This study has been withdrawn prior to enrollment.
(Study is being revised)
Information provided by (Responsible Party):
Duke University Identifier:
First received: February 19, 2014
Last updated: November 17, 2015
Last verified: November 2015

The purpose of this study is to evaluate the safety of combination therapy with vemurafenib and trientine in patients with BRAF mutated metastatic melanoma.

Vemurafenib is a drug that is currently approved by the United States Food and Drug Administration (FDA) and by the European Medicines Agency (EMA) to treat adult patients with melanoma that has spread to other parts of the body or cannot be removed by surgery.
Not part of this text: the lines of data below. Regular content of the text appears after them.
PR #53, opened 2017-09-20
Add flake8 automatic checking

aboucaud:


kegl:
I prefer this style

```
pos_obs_freq = np.histogram(
    y_proba[y_true_proba == 1], bins=self.bins)[0]
```

instead of this

```
pos_obs_freq = np.histogram(y_proba[y_true_proba == 1],
                            bins=self.bins)[0]
```

Issue #54, opened 2017-09-23
Python setup.py install failed


vfdev-5:
Hi,

I try to install github master version on a Ubuntu machine with command:
```
python3 setup.py install
```
Here is error I get:
```
Traceback (most recent call last):
  File "setup.py", line 47, in <module>
    long_description=open('README.md').read(),
  File "/usr/lib/python3.5/encodings/ascii.py", line 26, in decode
    return codecs.ascii_decode(input, self.errors)[0]
UnicodeDecodeError: 'ascii' codec can't decode byte 0xc2 in position 10306: ordinal not in range(128)
```
If I change 
```
long_description="",
```
installation succeeds. 

Cheers

PR #55, opened 2017-09-23
Update setup.py

vfdev-5:
Fix [#54](https://github.com/paris-saclay-cds/ramp-workflow/issues/54)

### DIFF
--- a/setup.py
+++ b/setup.py
@@ -44,7 +44,7 @@ if __name__ == "__main__":
         url=URL,
         version=VERSION,
         download_url=DOWNLOAD_URL,
-        long_description=open('README.md').read(),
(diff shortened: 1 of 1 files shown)


jorisvandenbossche:
Thanks!

While you are at it, could you maybe change it slightly further to actually close the file again (to not leave open file handlers):

https://github.com/pypa/sampleproject/blob/a9c1287d5f9825d8d8fce32f7ab4bc7813b97179/setup.py#L17-L18

vfdev-5:
Nice example! Fixed as you asked. Let's wait for checks to be completed...

aboucaud:
Thanks for fixing this.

It can only be used in patients whose cancer has a change (mutation) in the "BRAF" gene.

Preclinical data suggests that use of a copper chelator (reducer) is a strategy to block cellular signaling activity which would result in anti-tumor effects (slow tumor growth). Trientine is a copper chelator and is FDA approved for the treatment of Wilson's disease (a disease of copper metabolism) and is generally well tolerated. It works by binding to copper to help remove it from the body. Trientine is not FDA approved for the treatment of melanoma and its use in this study is investigational. "Investigational" means the study drug is still being tested in research studies.
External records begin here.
PR #64, opened 2017-10-14
Fixing Minipatch detection

aboucaud:


rampwf/score_types/detection.py
```diff
@@ -239,55 +214,99 @@ def scp_single(y_true, y_pred, shape, minipatch=None):
...
-def ospa_single(y_true, y_pred, cut_off=1, minipatch=None):
+def ospa(y_true, y_pred, minipatch=None):
+    """
+    Optimal Subpattern Assignment (OSPA) metric for IoU score.
+
+    This metric provides a coherent way to compute the miss-distance
+    between the detection and alignment of objects. Among all
+    combinations of true/predicted pairs, if finds the best alignment
+    to minimise the distance, and still takes into account missing
+    or in-excess predicted values through a cardinality score.
```
jorisvandenbossche: Can you add this docstring (also) to the OSPA score type class ?

rampwf/score_types/detection.py
```diff
@@ -239,55 +214,99 @@ def scp_single(y_true, y_pred, shape, minipatch=None):
...
     n_pred = len(y_pred)
-
-    n_max = max(n_true, n_pred)
-    n_min = min(n_true, n_pred)
+    n_total = n_true + n_pred
 
     # No craters and none found
     if n_true == 0 and n_pred == 0:
-        return 0
+        return 2, 2, 2
```
jorisvandenbossche: Is this correct? As that would give an OSPA of 2\*2 / 2 = 2, and thus score of 1 - 2 = -1 for a single patch? 
(didn't think this through yet, just noticed the consequence of those values)

rampwf/score_types/detection.py
```diff
@@ -239,55 +214,99 @@ def scp_single(y_true, y_pred, shape, minipatch=None):
...
-        penalizing value for wrong cardinality
     minipatch : list of int, optional
         Bounds of the internal scoring patch (default is None)
 
     Returns
     -------
-    float: distance between input arrays
+    (iou_sum, n_pred, n_total)
+        float - sum of ious of matched entries
+        int - sum of matched entries
```
jorisvandenbossche: sum -> number ? (and below as well)

rampwf/score_types/detection.py
jorisvandenbossche: but maybe a score on a single patch for this (no craters, non found) will maybe never make much sense.

The question is how to weight the fact this was done correctly (detecting there are no craters on this particular patch). When taking the aggregate of all patches, maybe we shouldn't weight this and just return 0,0,0 ?

jorisvandenbossche:
A general thought, can we stop calling this 'minipatch' ? I would find something like `score_area` much clearer

rampwf/score_types/detection.py
kegl: Yes, I would return 0, 0, 0

rampwf/score_types/detection.py
aboucaud: I don't get your comment

rampwf/score_types/detection.py
aboucaud: Sure thing

aboucaud: Done

aboucaud:
IMO the name should reflect the content. Since it is a bounding box, or the opposite corners of a rectangle, I would not call that an `area`.

rampwf/score_types/detection.py
jorisvandenbossche: Meaning of my cryptic comment: "I *think* 'sum' should be replaced by 'number' in that line"

Just because a "sum of entries" is a bit a strange thing to calculate, you cannot really sum them. But you can count them. Therefore I suggested "number".

jorisvandenbossche:
Forgot to push the comment button monday:

> Though from a marketing point of view minipatch is like 100x better. People would remember it. Like minibatch vs stepping_batch.

I don't know what stepping_batch is, but IMO minipatch and minibatch are not really comparable. 
Our patches are already 'mini' versions of the big image, therefore I find this a confusing terminology.

> IMO the name should reflect the content. Since it is a bounding box, or the opposite corners of a rectangle, I would not call that an area

For me a bounding box is a description of an area :-) (area is not only the measurement, but also a region) But `scoring_region` is also a possibility.

rampwf/score_types/detection.py
```diff
@@ -86,28 +87,48 @@ def detection_score(self, y_true, y_pred):
...
+    ---------
+    name : str, optional
+        Method name
+    precision : int, optional
+        Rounding precision for the score (default is 2)
+    conf_threshold : float, optional
+        Confidence threshold value use for the Average Precision
+        measurement (default is 0.5)
+    minipatch : list of int, optional
+        Bounds of the internal scoring patch (default is None)
```
jorisvandenbossche: Can you be more explitict here in the format ? (row_min, row_max, col_min, col_max ?)

rampwf/score_types/detection.py
```diff
@@ -310,15 +374,20 @@ def _select_minipatch_tuples(y_list, minipatch):
...
+    y_list_cut = ((y_list[0] >= row_min) & (y_list[0] < row_max) &
+                  (y_list[1] >= col_min) & (y_list[1] < col_max))
 
     return y_list_cut
 
 
-def _match_tuples(y_true, y_pred, minipatch=None):
+def filter_minipatch_tuples(y_list, minipatch):
+    in_minipatch = _select_minipatch_tuples(y_list, minipatch)
+    return np.array(y_list)[in_minipatch].tolist()
```
jorisvandenbossche: this could also be:

```
 [obj for (obj, cond) in zip(y_list, in_minipatch) if cond]
```

which preserves the list of tuples, and is for small lists (which is always the case since we are inside a single patch) also much faster (no numpy overhead)

rampwf/score_types/detection.py
```diff
@@ -438,14 +504,20 @@ def precision(y_true, y_pred, matches=None, iou_threshold=0.5,
...
         Threshold to determine match
+    minipatch : list of int, optional
+        Bounds of the internal scoring patch (default is None)
 
     Returns
     -------
     precision_score : float [0 - 1]
     """
+    if minipatch is not None:
+        y_pred = [filter_minipatch_tuples(y_patch, minipatch)
```
jorisvandenbossche: Can you add something like the following

```
# precision is calculated relative to the number of predicted objects, 
# so we filter for the scoring region based on the predictions  
```

to clarify the reasoning of the code

(the same for recall)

All patients will receive vemurafenib at 960mg PO twice daily with continuous dosing in combination with trientine in escalating doses. The dose of trientine will depend on what portion of the study.

In order to participate in the study, patients must test positive for the change (mutation) in the BRAF gene.

Condition Intervention Phase
Melanoma Drug: Vemurafenib and Trientine Phase 1

Study Type: Interventional
Study Design: Intervention Model: Single Group Assignment
Masking: None (Open Label)
Primary Purpose: Treatment
Official Title: A Pilot Study of Trientine With Vemurafenib for the Treatment BRAF Mutated Metastatic Melanoma

Resource links provided by NLM:

Further study details as provided by Duke University:

Primary Outcome Measures:
  • Maximum Tolerated Dose [ Time Frame: 1 Cycle (4 Weeks) ]
    Maximum Tolerated Dose is defined as the highest dose level in which ≤1 of 6 patients experience a dose limiting toxicity.

Secondary Outcome Measures:
  • Overall Response [ Time Frame: 1 year ]
    The number of complete and partial responses using the new international criteria proposed by the Response Evaluation Criteria in Solid Tumors (RECIST) Committee v 1.1

  • Progression Free Survival (PFS) [ Time Frame: 2 years ]
    PFS is defined as the time from study enrollment to disease progression or death due to any cause, whichever comes first.

  • Overall Survival (OS) [ Time Frame: 2 years ]
    OS is defined from enrollment to death due to any cause.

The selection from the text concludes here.